Maryland’s legislature was forced to act quickly in order to pass the bill, as it was adjourned three weeks early due to the outbreak of the novel coronavirus disease (Covid-19).

As a result, the bill passed all three readings in the House on the same day, after legislators voted to suspend typical procedure requiring readings on different days.

The Senate then passed the bill on the final day of the legislative session.

The bill sets a $2.5m license fee, plus an annual $250,000 renewal fee and a 20% tax rate. The bill also allows for online operators to offer sports wagering on behalf of an existing sports wagering licensee, provided they pay a license fee of at least $5,000 to do so.
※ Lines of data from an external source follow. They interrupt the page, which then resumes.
PR #14999, opened 2025-11-03
[Feature] Null current step when removed or final decision

### LINKED ISSUE #14983: ✨ Change "Current step" to NULL for all Final decision statuses except "To assess"
### Details

Feedback following a demo from @brindasasi with recruitment team:

"It's very confusing (and tiresome) to have to select `To assess` and then `Current step` when trying to find candidates that are in a specific step. Everytime we select the step, it should only give us the candidates that are in the `To assess`, since all `Qualified`, `Disqualified `or `Removed`, should no longer BE in any step anymore"

### Design file & designer

_No response_

### 📸 Screenshots

Image

### 🌎 Localization

_No response_

### Proposed Implementation

_No response_

### ✅ Acceptance Criteria

- When a candidate is `Qualified`, `Disqualified `or `Removed`, the `Current step` should change to : `null`
- Migrate all 'Current step' to null for all candidates that are `Qualified`, `Disqualified `or `Removed`

vd1992:
🤖 Resolves #14983

## 👋 Introduction

Using `removed_at` and `final_decision_at` as equalling `Removed`, `Qualified`, or `Disqualified` 

Migration to null out `pool_candidate.assessment_step_id`
Have RoD mutations act upon the current step too. 
Added some testing to check updating current step when applying the mutations mentioned above

## 🧪 Testing

1. Test migration
2. Have a candidate, exercise the RoD mutations, check their current step

## 📸 Screenshot

image

image


api/app/Models/PoolCandidate.php
```diff
@@ -541,6 +541,11 @@ public function computeAssessmentStatus()
             }
         }
 
+        // override to set current step as NULL if removed_at OR final_decision_at are set
+        if (! is_null($this->removed_at) || ! is_null($this->final_decision_at)) {
+            $currentStep = null;
+        }
```
vd1992: I felt it was best to continue to allow this method/location to be the source of truth for current step and just refer to it from more places. The RoD mutations are reversible so need to keep both directions in mind

vd1992:
I think that is pre-existing and not a side effect from this PR.
To replicate on main

1) Have candidate set as qualified available
2) Manually set their `pool_candidate_status` to `EXPIRED`, need to use database tool for this

Observe their application page

image

Cause, I believe is due to this below snippet
The status `EXPIRED` returns true for both, and that was before this PR

image

Where 

image

image

And

image

image

brindasasi (approved):
Looking great 👍⭐️ I will create a sep bug for that issue

PR #15002, opened 2025-11-04
[Fix] Pool billingual field check

### LINKED ISSUE #14675: ♻️ `PoolIsCompleteValidator` should be an attribute and not a validator

esizer:
resolves #14675
## 👋 Introduction

Fixes the billingual field check for pool completeness.

## 🕵️ Details

We were only checking that either was empty, but it fails if one is empty and the other is not.

## 🧪 Testing

1. "Complete" a pool
2. confirm badge updates to complete

### DIFF
--- a/api/app/Models/Pool.php
+++ b/api/app/Models/Pool.php
@@ -548,7 +548,10 @@ class Pool extends Model
                 continue;
             }
 
-            if (empty($value['en']) || empty($value['fr'])) {
+            if (
+                (empty($value['en']) && ! empty($value['fr'])) ||
+                (! empty($value['en']) && empty($value['fr']))
+            ) {
                 return false;
             }
         }


yonikid15:
Is there an issue for this or it's a quick fix?

brindasasi (approved):
Looks good ! 👍  Thanks!

PR #15006, opened 2025-11-04
[Feature] Improve text search

### LINKED ISSUE #14558: ✨ Improve general search

petertgiles:
🤖 Resolves #14558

The bill was then amended on 6 March by Senate Committee for Budget and Taxation committee members Guy Guzzone, Thomas Miller, Jr, Nancy King and Cory McCray as well as Pamela Beidle and Chris West.

These amendments allow for sports betting at three racetracks – Pimlico Race Course, Laurel Park and Maryland State Fairgrounds – and, “a stadium located in Prince George’s county that is used primarily for professional football,” referring to the Washington Redskins’ FedEx Field.

The amendment also requires that “certain applicants and licensees are subject to certain minority business participation goals”.